18. A Nightingale Sang In Berkeley Square - Glenn Miller
(Mashwitz, Strachey, Sherman, arr. Finegan)

The peerless Glenn Miller band periodically slowed the tempo of their repertoire with quieter ballads as this 1940 hit, also popularized by Bing Crosby, shows. Later versions varied enigmatically from hip jazz interpretations by Mark Murphy and Anita O'Day to a bizarrely semi-spoken effort by romantic novelist Barbara Cartland.

19. Night And Day - Fred Astaire with Leo Reisman & his Orchestra
(Cole Porter) Warner Chappell

Astaire's 1932 screen test famously concluded: "Can't act. Slightly bald. Can dance a little," but Cole Porter for one was able to discern the talent which introduced his urbane composition in The Gay Divorce (filmed as Divorcee). Night And Day also provided the title for the 1946 Porter biopic where Cary Grant portrayed the writer's alter ego.

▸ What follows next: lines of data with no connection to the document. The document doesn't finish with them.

PR #887, opened 2026-06-30
fix(box): keep active terminals and long tasks from auto-stopping

law-chain-hot:
## Summary

Active boxes were getting auto-stopped mid-work because activity was only
recorded on inbound HTTP. A long-running task with no HTTP traffic, or an open
exec/attach terminal, looked idle to the reaper.

- **Default `autoStopInterval` 15 → 60 min** via new `DEFAULT_AUTO_STOP_INTERVAL_MINUTES` constant.
- **Warm-pool assignment** now always resets `autoStopInterval` (to the default, or the DTO value); explicit `0` (disable) is preserved.
- **Exec `/attach` WebSocket** now refreshes `lastActivityAt` immediately and then every 30s while the socket stays connected; the heartbeat stops cleanly on socket `close` / `end` / `error`.

## Behavior

| Scenario | Before | After |
|---|---|---|
| HTTP request hits the box | kept alive | kept alive |
| Terminal `/attach` WebSocket open | reaped 15 min after attach-open | kept alive while WS is connected |
| Tab closed mid-task; bash still running on box | reaped after 15 min | reaped after 60 min (out of scope here) |

## Known limitation

A half-open TCP socket (peer vanishes, no FIN/RST) never emits `close`/`end`/`error`, so the heartbeat keeps refreshing a dead session until OS TCP keepalive trips (~2h on default Linux; `http-proxy` already sets `setKeepAlive(true, 0)`). A naive `socket.setTimeout` idle-timeout would false-positive on an idle-but-alive terminal, so TCP keepalive is the correct layer here. Documented; not fixed in this PR.

## No DB migration

The `@Column({ default: 60 })` change has zero runtime effect because `synchronize: false` and the entity field initializer drives every insert. The next regular `migration:generate` will pick up a correct `15 → 60` ALTER.

## Verification

- Unit RED→GREEN (two-side) on all three new/updated specs.
- Multi-agent adversarial review: 9 confirmed findings, all nit/minor, 0 blocker/major.
- Codex adversarial review: no blocker, no new bug; half-open reasoning confirmed sound.
- End-to-end on a local infra-local stack: idle box stays flat → attach advances `lastActivityAt` every 30s → close stops it; new boxes get `autoStopInterval = 60`.

## Test plan

- [ ] `cd apps && yarn nx test api --testPathPatterns 'box\\.entity\\.spec|boxlite-ws-proxy\\.service\\.spec|box\\.service\\.warm-pool\\.spec'`
- [ ] Manual: open a terminal in the dashboard, leave it idle for >15 min, confirm the box is not stopped
- [ ] Manual: close the terminal tab, wait 60 min, confirm the box is auto-stopped
- [ ] Spot-check: create a box with `autoStopInterval: 0`, confirm it is never auto-stopped

## Summary by CodeRabbit

* **New Features**
  * Box auto-stop now consistently defaults to **15 minutes** when no interval is provided.
  * Websocket attach activity now updates box activity using **30-second throttling** based on inbound client data.

* **Bug Fixes**
  * Warm-pool box assignments now always apply the correct `autoStopInterval`, using the default or any explicit override.
  * Box activity refresh behavior now halts when the client goes silent (dead-peer scenario).

* **Tests**
  * Added coverage for the default auto-stop interval and updated warm-pool and websocket attach timing/stop behavior.


DorianZheng (dismissed):

law-chain-hot:
## Ping/pong
We can use Pong from browser to update activity 

## 30s heartbeat
                 THE 30s HEARTBEAT PATH — WHO GETS HIT, HOW HARD
                 ═══════════════════════════════════════════════
```
  M WebSockets (one 30s timer each)
  ┌──────────────────────────────────┐
  │  every 30s per WS:               │      load ∝ M
  │  updateLastActivityAt(boxId)     │      (in-process timers, ~free)
  └───────────────┬──────────────────┘
                  ▼
  ┌─ REDIS ──────────────────────────┐
  │  1. SET lock NX EX 5   (throttle)│      load ∝ M/30s  → tiny ops
  │     already locked? → DROP       │      e.g. 2000 WS → ~67 ops/s
  │  2. ZADD activity ts boxId       │      load ≤ N/5s (per-box dedup)
  │     (in-memory buffer, dedup     │      e.g. 1000 box → ≤200 ops/s
  │      by boxId, keeps newest ts)  │      Redis capacity ~100k ops/s
  └───────────────┬──────────────────┘      → <0.3% utilization
                  │  every 10s, ONE api instance
                  │  (distributed lock) drains the buffer
                  ▼
  ┌─ POSTGRES ───────────────────────┐
  │  bulk UPSERT box_last_activity   │      load ≈ CONSTANT:
  │  (batched: few SQLs / 10s,       │      a few statements per 10s,
  │   ≤ N single-timestamp rows)     │      regardless of M
  └───────────────┬──────────────────┘
                  ▼
  reaper cron (10s): WHERE lastActivityAt < NOW() - autoStopInterval → stop box
```

apps/runner/pkg/api/controllers/box_activity_touch.go
```diff
@@ -0,0 +1,86 @@
...
+
+const (
+	boxActivityTouchInterval = 45 * time.Second
+	boxActivityTouchTimeout  = 5 * time.Second
+)
+
+type updateBoxActivityFunc func(context.Context, string) error
+
+var updateBoxLastActivity updateBoxActivityFunc = func(ctx context.Context, boxID string) error {
+	apiClient, err := runnerapiclient.GetApiClient()
```
DorianZheng: how runner get api client

law-chain-hot: it imports a code-generated Go SDK (libs/api-client-go, generated from dist/apps/api/openapi.json) baked in at compile time

```
NestJS control-plane API
        │  dumps OpenAPI
        ▼
dist/apps/api/openapi.json
        │  openapi-generator
        ▼
libs/api-client-go   (generated SDK · physical: apps/api-client-go)
        │  runner require + replace, wraps with URL + token
        ▼
runnerapiclient "github.com/boxlite-ai/runner/pkg/apiclient"
   GetApiClient()  → returns apiClient
        │  
        ▼
apiClient.BoxAPI.UpdateLastActivity(ctx, boxID).Execute()
        │
        ▼
POST /box/{boxId}/last-activity  →  control-plane API
```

20. Isn't It Romantic? - Jeanette MacDonald
(Rodgers & Hart) Famous Music Publishing Ltd.

Lorenz Hart, who wrote the lyrics in the partnership with Richard Rodgers, was Cole Porter's principal rival for the intelligence and wit of his Broadway work. A wayward bohemian who inevitably parted from the more prosaic Rodgers eventually, Hart created this outstanding song for 1932's Love Me Tonight which featured Jeanette MacDonald in pre-Nelson Eddy days.

21. I Can't Get Started - Billie Holiday
(Gershwin/Duke) Warner Chappell

Billie Holiday's earliest recordings were notable for their predominant optimism, but this mellow Gershwin ballad from 1936 allowed her to bring her trademark melancholy drawl to less sanguine material. It also became the theme tune of trumpeter/bandleader Bunny Berigan.

22. Someone To Watch Over Me - Frank Sinatra
(George & Ira Gershwin) Warner Chappell Music Ltd.

Another fragile Gershwin song first made famous by Gertrude Lawrence in the 1926 show Oh Kay, Sinatra oozed vulnerability on his tender account which appeared in the movie Young At Heart and coincided with his Oscar for his supporting role in From Here To Eternity.